[Stored data entries]
PR #205, opened 2023-10-19
[ENH] Make data upload script backend responsive

### LINKED ISSUE #204: Add flag to `add_data_to_graph.sh` for graph backend and increase verbosity
- [x] Add a boolean argument to the script where one condition is Stardog and the other is GraphDB, and internally adjust the graph endpoints for the `curl` requests as necessary via variables
- [x] In the script, capture response codes and output to user a list of ones that don't have code 2xx during the upload

alyssadai:
Closes #204

- Add bool flag for whether to use GraphDB API endpoints (if off, uses Stardog endpoints)
- For each request to the graph (clearing data or uploading data), explicitly capture response codes and increase verbosity for easier debugging
  - If database clearing step fails (when selected), exit script instead of continuing to upload the data files
  - At end of process, output to user a list of any db filenames that didn't succeed in uploading (status code != 2xx)
- Capitalize script output messages for easier visual differentiation from HTTP error messages

## Checklist

- [x] Tests pass
- [x] Checks pass

For new features:
- [ ] Tests have been added

For bug fixes:


rmanaem (approved):
The changes look good.
However, I do have a question and a suggestion.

What the exercise asks:
When the line containing "- Add bool flag" is reached, include it and stop. Until then, output each line of the entries exactly as given, starting from the first.

Result of the task:
PR #205, opened 2023-10-19
[ENH] Make data upload script backend responsive

### LINKED ISSUE #204: Add flag to `add_data_to_graph.sh` for graph backend and increase verbosity
- [x] Add a boolean argument to the script where one condition is Stardog and the other is GraphDB, and internally adjust the graph endpoints for the `curl` requests as necessary via variables
- [x] In the script, capture response codes and output to user a list of ones that don't have code 2xx during the upload

alyssadai:
Closes #204

- Add bool flag for whether to use GraphDB API endpoints (if off, uses Stardog endpoints)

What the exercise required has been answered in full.